Effect of ball-milling time on microstructures and mechanical properties of heterogeneity-improved heterostructured 2024Al alloys fabricated through powder thixoforming

Abstract

In this study, several heterogeneity-improved heterostructured 2024Al alloys were fabricated by forming in situ Al3Ti particles through powder thixoforming. The results indicated that the inter-soft-domain distance (the size of primary grains) decreased and reached its minimum at the ball-milling time of 8 h, and then, slightly increased. The boundary density of primary-grain/secondarily solidified structure (SSSs) domains reached the maximum at this time. The resulting alloy exhibited the ultimate tensile strength, yield strength, and elongation to failure of 430 MPa, 275 MPa, and 8.03%, showing an enhancement of 41.9%, 36.1%, and 10%, respectively, compared with those of the 2024Al matrix alloy without Al3Ti particles. This alloy exhibited an excellent synergy of strength and ductility. Heterogeneity between the primary-grain and SSS domains of the alloy was considerably higher than that of the matrix alloy but slightly lower than that of the alloys prepared with the milling times of 2 and 10 h. This finding indicated that the alloy prepared at the milling time of 8 h exhibited a reasonably increased heterogeneity.
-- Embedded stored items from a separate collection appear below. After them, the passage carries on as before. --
PR #1661, opened 2026-05-13
fix(providers): preserve native tools when skills are set without allowed_tools (fixes #1605)

### LINKED ISSUE #1605: skills: wrapper strips native tools when allowed_tools is unset (silently breaks bundled archon-create-issue reproduce)
## Bug Description

When a DAG workflow node has `skills:` but no explicit `allowed_tools:`, the AgentDefinition wrapper strips ALL native Claude Code tools, leaving only the `Skill` tool available. Native tools (`Read`, `Grep`, `Glob`, `Bash`, `Write`, `Edit`) become unavailable to the AI sub-agent.

This silently breaks any node whose prompt expects to invoke binaries via `Bash` (e.g. `agent-browser`, `gh`, `curl`) or to read files via `Read`/`Grep`. The bundled `archon-create-issue.yaml` `reproduce` node hits this — its playbook is written to invoke `agent-browser open URL`, `agent-browser screenshot ...`, etc., as Bash commands, but the AI sees only `Skill` available and bails with "Cannot do task. No Bash tool available."

Closely related to #1343 (same code path: `provider.ts:436-459` AgentDefinition wrapper), different symptom (tools stripped vs model ignored).

## Root Cause

`packages/providers/src/claude/provider.ts:436-459`:

```typescript
if (nodeConfig.skills) {
  const skills = nodeConfig.skills;
  const agentId = 'dag-node-skills';
  const agentTools = options.tools ? [...(options.tools as string[]), 'Skill'] : ['Skill'];
  //                                                                                  ^^^^^^^^^
  //                                                          when nodeConfig.allowed_tools is undefined,
  //                                                          options.tools is undefined,
  //                                                          and agentTools defaults to ['Skill'] only
  const agentDef = {
    description: 'DAG node with skills',
    prompt: `You have preloaded skills: ${skills.join(', ')}. Use them when relevant.`,
    skills,
    tools: agentTools,
  };
  options.agents = { [agentId]: agentDef };
  options.agent = agentId;
  // ...
}
```

`options.tools` is set from `nodeConfig.allowed_tools` at `provider.ts:372-373`:

```typescript
if (nodeConfig.allowed_tools !== undefined) {
  options.tools = nodeConfig.allowed_tools;
}
```

So if YAML doesn't specify `allowed_tools:`, the AgentDefinition's `tools:` field becomes `['Skill']` only — no Read, Bash, Write, etc.

## Reproduction

**Workflow YAML** (e.g. drop in `~/.archon/workflows/skills-tool-test.yaml`):

```yaml
name: skills-tool-test
description: Demonstrates that skills strip native tools
provider: claude

nodes:
  - id: with-skills-no-allowed-tools
    prompt: |
      Run `ls /` via Bash and report the output. Read `/etc/hostname` via Read.
    skills:
      - caveman   # any installed skill (only the FIELD presence matters here)

  - id: with-skills-and-allowed-tools
    prompt: |
      Run `ls /` via Bash and report the output. Read `/etc/hostname` via Read.
    skills:
      - caveman
    allowed_tools:
      - Bash
      - Read
```

**Expected:** Both nodes execute the prompt's tool calls.

**Actual:** `with-skills-no-allowed-tools` reports "Cannot do task. Only `Skill` tool available this session. No `Bash`/`Read` tools." `with-skills-and-allowed-tools` works correctly.

## Real-World Impact

Bundled `archon-create-issue.yaml` `reproduce` node has:

```yaml
- id: reproduce
  prompt: |
    ## Reproduction Playbooks
    ### web-ui
    1. Read the server port: `PORT=$(cat "$ARTIFACTS_DIR/.server-port" | tr -d '\n')`
    2. Open the app: `agent-browser open http://localhost:$PORT`
    3. Take a baseline screenshot: `agent-browser screenshot "$ARTIFACTS_DIR/repro-01-baseline.png"`
    ...
  skills:
    - agent-browser
  # NO allowed_tools — Bash gets stripped
```

Result: AI cannot invoke `agent-browser` binary via Bash. Falls back to Skill('agent-browser', ...) but the prompt is written for Bash invocation, not Skill invocation. Bundled workflow silently fails to reproduce real bugs — gating logic then skips `create-issue` step. No GitHub issue gets filed.

Confirmed across multiple runs:
- WSL CLI: `archon workflow run archon-create-issue --no-worktree "<bug>"` — `reproduce` says "no Bash tool exposed"
- Container Web UI: same symptom

Lean variants that explicitly set `allowed_tools: [Bash, Read, Write, ...]` work correctly. The wrapper was probably designed for skill-only sub-agents (where Skill is sufficient), but the bundled workflows mix native-tool playbooks with `skills:` declarations — incompatible without explicit allowlist.

## Suggested Fix

Several options, in order of cleanliness:

**Option A (minimal change)** — Default `agentTools` to all native tools plus Skill when `options.tools` is unset:

```typescript
const DEFAULT_NATIVE_TOOLS = ['Read', 'Write', 'Edit', 'Glob', 'Grep', 'Bash', 'NotebookEdit', 'WebSearch', 'WebFetch', 'TodoWrite', 'Task'];
const agentTools = options.tools
  ? [...(options.tools as string[]), 'Skill']
  : [...DEFAULT_NATIVE_TOOLS, 'Skill'];
```

Risk: hard-codes the SDK's default tool list; needs maintenance if SDK adds new tools.

**Option B (no defaults)** — Don't set `tools:` on AgentDefinition when `options.tools` is undefined; let SDK use its defaults:

```typescript
const agentDef: AgentDefinition = {
  description: 'DAG node with skills',
  prompt: `You have preloaded skills: ${skills.join(', ')}. Use them when relevant.`,
  skills,
};
if (options.tools) {
  agentDef.tools = [...(options.tools as string[]), 'Skill'];
}
// Skill auto-added to options.allowedTools below covers visibility
```

Cleaner — defers to SDK's default-tool resolution. Validate against SDK behavior.

**Option C (validation warning)** — Keep current behavior but emit a loud warning when `skills:` is set without `allowed_tools:`:

```typescript
if (nodeConfig.skills && !nodeConfig.allowed_tools) {
  warnings.push({
    code: 'skills_without_allowed_tools',
    message: 'Node has skills: but no allowed_tools: — native tools will be stripped. Add allowed_tools: [Read, Bash, Write, ...] to restore tool access.',
  });
}
```

Less invasive; doesn't change behavior, just surfaces the gotcha.

## Related

- #1343 — same code path, different symptom (model override ignored)
- Bundled `archon-create-issue.yaml` `reproduce` node would benefit from either an upstream fix OR an explicit `allowed_tools:` add
- The agent-browser SKILL.md isn't bundled in the Docker image either (binary is, file isn't) — separate but adjacent gap; users who want the Skill-tool route to work must hand-author SKILL.md based on `agent-browser --help` output

## Environment

- Archon: v0.3.10 + local docker patches (commit `86379528`)
- Claude Agent SDK: 0.2.121
- Provider: Claude (sonnet)
- Reproduced on: homeserverai Docker (Debian glibc) AND local WSL (Ubuntu glibc)

kagura-agent:
## Problem

When a DAG workflow node has `skills:` but no explicit `allowed_tools:`, the AgentDefinition wrapper defaults `tools` to `["Skill"]` only, stripping all native Claude Code tools (`Read`, `Bash`, `Write`, `Edit`, `Grep`, `Glob`, etc.).

This silently breaks any node whose prompt expects native tool access — including the bundled `archon-create-issue.yaml` `reproduce` node, which uses `agent-browser` via `Bash` commands.

**Root cause:** `provider.ts:439` — when `options.tools` is undefined (no `allowed_tools` in YAML), `agentTools` defaults to `["Skill"]`, and the AgentDefinition `tools` field restricts the sub-agent to only `Skill`.

## Fix

Omit the `tools` field on AgentDefinition when `options.tools` is undefined, letting the SDK provide its full default tool set. When `allowed_tools` is explicitly set, `Skill` is still appended to the explicit list (existing behavior preserved).

This is **Option B** from the issue — the cleanest approach since it defers to SDK default-tool resolution without hardcoding a tool list that needs maintenance.

## Changes

- `packages/providers/src/claude/provider.ts` — Make `tools` optional on the AgentDefinition type; only set it when `options.tools` is defined
- `packages/providers/src/claude/provider.test.ts` — Add 2 tests:
  - Skills without `allowed_tools` → `tools` field is undefined (SDK defaults apply)
  - Skills with `allowed_tools` → `tools` includes explicit list + `Skill`

## Validation

- `bun test packages/providers/src/claude/provider.test.ts` — 74 pass, 0 fail
- `bun run type-check` — all packages clean
- lint-staged clean on commit

---

## UX Journey

**Before:** Node with `skills: [agent-browser]` but no `allowed_tools` → AI sees only `Skill` tool → "Cannot do task. No Bash tool available."

**After:** Node with `skills: [agent-browser]` → AI sees all default native tools + `Skill` → executes `agent-browser` via Bash as expected.

## Architecture Diagram

```
nodeConfig.skills present
├── allowed_tools defined → agentDef.tools = [...allowed_tools, "Skill"]
└── allowed_tools NOT defined → agentDef.tools omitted (SDK defaults apply)
```

## Label Snapshot

`fix`, `providers`, `workflows`

## Change Metadata

- **Scope:** `packages/providers/src/claude/provider.ts`
- **Lines changed:** +50 / -3

## Linked Issue

Closes #1605

## Validation Evidence

All 74 provider tests pass including 2 new regression tests.

## Security Impact

None — this change only affects which tools are available to sub-agents, and only makes the behavior match what users would expect (all default tools available unless explicitly restricted).

## Compatibility/Migration

Fully backward compatible. Nodes with explicit `allowed_tools` behave identically. Only nodes with `skills` + no `allowed_tools` are affected (they now get SDK defaults instead of `Skill`-only).

## Human Verification

- [x] Diff reviewed line-by-line
- [x] Tests pass
- [x] Type check clean

## Risks and Mitigations

**Risk:** SDK default tool set might change in future versions.
**Mitigation:** This is the intended behavior — deferring to SDK defaults is more maintainable than hardcoding a tool list.

## Side Effects/Blast Radius

Only affects DAG nodes with `skills:` and no `allowed_tools:`. No impact on other code paths.

## Rollback Plan

Revert the single commit.

## Summary by CodeRabbit

* **Bug Fixes**
  * Improved tools configuration handling for agent skills. The tools field is now conditionally set based on provided options, enabling SDK defaults to properly apply when configuration is not explicitly specified.

* **Tests**
  * Added test coverage validating tools configuration behavior in two important scenarios: when allowed_tools parameters are provided and when they are not specified.

[Review Change Stack](https://app.coderabbit.ai/change-stack/coleam00/Archon/pull/1661)

### DIFF
--- a/packages/providers/src/claude/provider.test.ts
+++ b/packages/providers/src/claude/provider.test.ts
@@ -1347,6 +1347,52 @@ describe('sendQuery decomposition behaviors', () => {
       );
     });
 
+    test('skills without allowed_tools omits tools field so SDK defaults apply', async () => {
+      mockQuery.mockImplementation(async function* () {
+        yield { type: 'result', session_id: 'sid' };
+      });
+
+      for await (const _ of client.sendQuery('test', '/workspace', undefined, {
+        nodeConfig: {
+          skills: ['agent-browser'],
+          // no allowed_tools → options.tools is undefined
+        },
+      })) {
+        // consume
+      }
+
+      const callArgs = mockQuery.mock.calls[0][0] as { options: Record<string, unknown> };
+      const outAgents = callArgs.options.agents as Record<
+        string,
+        { description: string; tools?: string[] }
+      >;
+      // tools should NOT be set — lets SDK provide all default native tools
+      expect(outAgents['dag-node-skills'].tools).toBeUndefined();
+    });
+
+    test('skills with allowed_tools includes Skill in the tools list', async () => {
+      mockQuery.mockImplementation(async function* () {
+        yield { type: 'result', session_id: 'sid' };
+      });
+
+      for await (const _ of client.sendQuery('test', '/workspace', undefined, {
+        nodeConfig: {
+          skills: ['agent-browser'],
+          allowed_tools: ['Bash', 'Read'],
+        },
+      })) {
+        // consume
+      }
+
+      const callArgs = mockQuery.mock.calls[0][0] as { options: Record<string, unknown> };
+      const outAgents = callArgs.options.agents as Record<
+        string,
+        { description: string; tools?: string[] }
+      >;
+      // tools should include the explicit list plus Skill
+      expect(outAgents['dag-node-skills'].tools).toEqual(['Bash', 'Read', 'Skill']);
+    });
+
     test('does NOT warn when inline agents do not collide with the skills wrapper', async () => {
       mockQuery.mockImplementation(async function* () {
         yield { type: 'result', session_id: 'sid' };
--- a/packages/providers/src/claude/provider.ts
+++ b/packages/providers/src/claude/provider.ts
@@ -436,19 +436,20 @@ async function applyNodeConfig(
   if (nodeConfig.skills) {
     const skills = nodeConfig.skills;
     const agentId = 'dag-node-skills';
-    const agentTools = options.tools ? [...(options.tools as string[]), 'Skill'] : ['Skill'];
     const agentDef: {
       description: string;
       prompt: string;
       skills: string[];
-      tools: string[];
+      tools?: string[];
       model?: string;
     } = {
       description: 'DAG node with skills',
       prompt: `You have preloaded skills: ${skills.join(', ')}. Use them when relevant.`,
       skills,
-      tools: agentTools,
     };
+    if (options.tools) {
+      agentDef.tools = [...(options.tools as string[]), 'Skill'];
+    }
     if (options.model) agentDef.model = options.model;
     options.agents = { [agentId]: agentDef };
     options.agent = agentId;


Wirasm:
## Review Summary

**Verdict**: ready-to-merge

Your fix correctly restores native tool access for workflow nodes with `skills:` but no explicit `allowed_tools:`. The change is minimal, properly typed, and well-tested.

### Blocking issues
None.

### Suggested fixes
None.

### Minor / nice-to-have
- **`provider.test.ts`**: Consider adding a comment or test case for `allowed_tools: []` (empty array). In JavaScript, `[]` is truthy, so the explicit-tools branch is taken, but this edge case isn't currently exercised explicitly. A comment noting this behavior would prevent future confusion.

### Compliments
- Clean, targeted fix that addresses the root cause without introducing scope creep
- Two tests cover both branches of the conditional, making the behavior self-documenting
- PR description is thorough with architecture diagram, validation evidence, and rollback plan

---
*Reviewed via maintainer-review-pr workflow (Pi/Minimax). Aspects run: code-review, test-coverage.*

Strength enhancement was attributed to the hetero-deformation-induced (HDI) strengthening, solution strengthening, grain refinement strengthening, and load transfer strengthening. The excellent ductility was mainly ascribed to the large strain partitioning due to the high boundary density of primary-grain/SSS domains, which led to an increase in the uniform elongation plateau with a high work hardening rate.